COVID-19 Heads Top 10 List of Factors Affecting Real Estate

The effect of COVID-19 could lead to increased demand for real estate—think about the need for social distancing in business, government and entertainment venues—or lower demand as virtual work expands.

COVID-19 tops a list of the 10 interrelated factors impacting the real estate sector, in a list compiled recently by The Counselors of Real Estate that describes the coronavirus as the “greatest environmental experiment of our real estate lives.”

The 2020-21 Top Ten Issues Affecting Real Estate, discussed recently in a webinar with real estate editors, shows the deep effect of the pandamic on factors affecting the real estate market.

“The change wrought by the COVID-19 crisis and its aftermath will teach us about priorities, resilience, and demand in ways that we did not dare test before,” Michel Couillard, 2020 global chair of the CRE, said in prepared remarks.

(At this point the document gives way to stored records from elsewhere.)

Issue #764, opened 2016-07-18
Expose URLSearchParams on window


rupesh1:
Do you think its possible to expose the existing URLSearchParams function (available privately to the URL polyfill https://github.com/Financial-Times/polyfill-service/blob/master/polyfills/URL/polyfill.js#L133) on the window/global object?

Example usage as a global: 
https://googlechrome.github.io/samples/urlsearchparams/index.html
https://developer.mozilla.org/en-US/docs/Web/API/URLSearchParams

Spec: 
https://url.spec.whatwg.org/#urlsearchparams

triblondon:
Great idea.  This is a third party polyfill, so the best place to start is https://github.com/inexorabletash/polyfill, and if they're happy with the idea maybe raise a PR there?  If the polyfill is updated to expose URLSearchParams, we would update our copy, and add `URLSearchParams` as an alias of `URL`, since they are actually both independent web APIs but contained in one polyfill.

rupesh1:
Hi Andrew - thanks for the quick reply. It would appear that its been available in the source polyfill since this commit https://github.com/inexorabletash/polyfill/commit/fe3084974d83c909e7d9802fa8609aab5f93cd55#diff-72d74024ea723e098405b46585936940R5301

That commit is dated Nov 2015, maybe the reference to the source `URL` polyfill could just be updated in general (and we get this for free)?

Getting `URLSearchParams` with `URL` makes perfect sense and would be ideal for my use-case.

PR #800, opened 2016-08-03
Update to latest version of URL, use new install mechanism

triblondon:
See #764.


JakeChampion:
This seems to fail in IE 8/12/13 :

``` bash
 - ie 13 (Sauce results: https://saucelabs.com/tests/842735ead22d42cf9eaeb9424189bf2d)
    -> URL       http://127.0.0.1:3000/test/tests?mode=targeted&feature=URL
 - ie 12 (Sauce results: https://saucelabs.com/tests/49bbe4a2c26f4bedb589c07c2d18b30f)
    -> URL       http://127.0.0.1:3000/test/tests?mode=targeted&feature=URL
 - ie 8 (Sauce results: https://saucelabs.com/tests/99688b1ce0624bd1931ad3cd6e75cd95)
    -> URL       http://127.0.0.1:3000/test/tests?mode=targeted&feature=URL
```

triblondon:
Yep, will look at those.  I lazily relied on the PR to run CI rather than running it from my local machine first.

triblondon:
@JakeChampion success! I had to disable number of tests because of buggy native implementations in Firefox and edge, and because some of the features tested are not actually implemented by the polyfill.  But I also added a slew of extra tests by updating from the upstream repo. Ended up removing edge targeting because native support is almost perfect in edge, and adding iOS Safari targeting because URL is not supported on Safari on any platform.

Could you merge if you're happy with this, and tag for whatever your next release is?

polyfills/URL/tests.js
```diff
@@ -1,28 +1,35 @@
 /* eslint-env mocha, browser*/
 /* global proclaim, it */
 
+function toArray(it) {
```
JakeChampion, line 4: The tests which use this function are commented out, should we comment this out or remove it?

triblondon: I wanted to make as few changes to the tests as possible.  I don't really mind either of those options, or just leaving it as-is.

rowanmanning:
This looks good to me 👍

PR #805, opened 2016-08-05
Add array.of via new third party install method

JakeChampion:


polyfills/Array/of/config.json
```diff
@@ -21,5 +21,9 @@
 		"Object.defineProperty"
 	],
 	"spec": "http://people.mozilla.org/~jorendorff/es6-draft.html#sec-array.of",
-	"docs": "https://developer.mozilla.org/en-US/docs/Web/JavaScript/Reference/Global_Objects/Array/of"
+	"docs": "https://developer.mozilla.org/en-US/docs/Web/JavaScript/Reference/Global_Objects/Array/of",
+	"install": {
+		"module": "array.of",
+		"paths": ["array-of.js"]
+	}
 }
```
triblondon, line 31: Need to add `repo` and `licence` fields

triblondon:
New polyfill is about 3x the size of the current one.  Good to delegate maintenance to someone else but is that necessary?

JakeChampion:
It is necessary as ours is not fully spec compliant. Our polyfill would not let a user pass a different constructor to the function which is defined in [step 4a](http://ecma-international.org/ecma-262/6.0/#sec-array.of).

PR #806, opened 2016-08-05
Add atob btoa via new third party install method

JakeChampion:


.gitignore
```diff
@@ -16,3 +16,5 @@
 /polyfills/Intl/~locale
 
 polyfills/Promise/polyfill.js
+
+polyfills/atob/polyfill.js
```
triblondon: Line spacing here seems a bit strange.

Is it possible to have .gitignore files at sublevels within the repo?  If so we could put it in the polyfill directory.  Alternatively, we could have a different name for polyfill files that are auto-installed, so that they can be ignored with a single pattern.  But that's probably unnecessary.

triblondon:
shirnkwrap always seems to change more than I expect it to...

.gitignore
JakeChampion: I'd be tempted to not even have the polyfills copied to this location and instead have the coed in `lib` deal with the third party install method directly.

rowanmanning:
Looks good 👍

PR #808, opened 2016-08-05
Add AudioContext via new third party install method

JakeChampion:


triblondon:
I've never actually used this and no-one has ever reported any issues with it.  So I don't think it's one that gets used all that much.  The code looks to be fine, assuming the linked polyfill works!

PR #811, opened 2016-08-06
Update dependencies

JakeChampion:
This updates all our dependencies to the latest versions and updates the `npm-shrinkwrap.json` file.

I've tested this by visiting every documentation page, by running the test suite and by running commands which override the default port E.G. `npm start -- --port 4000` (this was to test the update to `minimist`, which I honestly believe no-one is using).


JakeChampion:
``` bash
❯ npm-check --skip-unused
❤️  Your modules look amazing. Keep up the great work. ❤️
```

triblondon:
Nice.  Thanks for updating these.  I only discovered npm-check recently and am using it at Nikkei but hadn't gotten around to thinking about the polyfill service.

PR #890, opened 2016-09-20
Reinstate RUM improvements with fix for gated flag

triblondon:
image

Also added a test to ensure that the `gated` flag causes the output to be different.  It fails before the fix is applied.


triblondon:
I apologise unreservedly for the shameless meme use.

docs/usage.html
```diff
@@ -18,87 +27,89 @@
...
+			<td class='rum-perf-data__nettimeline'><div class="nettimeline nettimeline--dns" style="width:{{percent perf_dns_95 @root.rumPerf.scaleMax}}%" title="DNS lookup: {{perf_dns_95}}ms, {{perf_dns_count}} non-zero samples"></div><div class="nettimeline nettimeline--connect" style="width:{{percent perf_connect_95 @root.rumPerf.scaleMax}}%" title="TCP connect / SSL: {{perf_connect_95}}ms, {{perf_connect_count}} non-zero samples"></div><div class="nettimeline nettimeline--req" style="width:{{percent perf_req_95 @root.rumPerf.scaleMax}}%" title="Request: {{perf_req_95}}ms, {{perf_req_count}} non-zero samples"></div><div class="nettimeline nettimeline--resp" style="width:{{percent perf_resp_95 @root.rumPerf.scaleMax}}%" title="Response: {{perf_resp_95}}ms, {{perf_resp_count}} non-zero samples"></div></td>
```
JakeChampion, line 104: This kind of scares me.

lib/index.js
```diff
@@ -132,17 +133,27 @@ function getPolyfillString(options) {
 					explainerComment.push('');
 				}
 			}
-			return ((!ua.meetsBaseline() || ua.isUnknown()) && options.unknown !== 'polyfill') ? {} : getPolyfills(options);
+			if ((!ua.meetsBaseline() || ua.isUnknown()) && options.unknown !== 'polyfill') {
+				return [{}, []];
+			} else {
+
+				// Turn on the 'always' flag to fetch the complete list of resolved features
+				const optionsForAll = cloneDeep(options);
```
JakeChampion, line 141: 👍

JakeChampion (approved):

docs/usage.html
triblondon: It would be useful to know in what way it scares you.

PR #899, opened 2016-09-30
Serve performance.now polyfill for iOS 8

### LINKED ISSUE #898: performance.now polyfill missing from iOS 8 Safari User Agent
As per [Mozilla](https://developer.mozilla.org/en-US/docs/Web/API/Performance/now), iOS 9 is the first version of Safari with support for performance.now. However, when requesting `https://cdn.polyfill.io/v2/polyfill.js?features=performance.now` from iOS 8, I received the following in return:

```
/* Polyfill service v3.12.1
 * 
 * UA detected: ios_saf/8.0.0
 * Features requested: performance.now
 *  */

```

For now I set the 'always' flag on that feature as a work around, but it would be great to update to properly support iOS < 9.

JakeChampion:
Resolves #898


triblondon (approved):
The original targeting was very specific about skipping iOS8, but there was no mention of why in the PR https://github.com/Financial-Times/polyfill-service/pull/236.  Based on MDN I'm happy with this.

He  noted that the top 10 issues are “highly interrelated” and the list attempts to explain the effect of the coronavirus on an already dynamic real estate environment.

Pointing out that real estate is a lagging industry and the effects of the pandemic may not become clear for several years, the CRE report list suggests that COVID-19 may lead to increased demand for real estate — due to the need for social distancing in business, government and entertainment venues — or lower demand as virtual work expands.

“Demand will be defined by the extent to which this crisis leads us to abandon old habits and adopt new ones,” the CRE writes.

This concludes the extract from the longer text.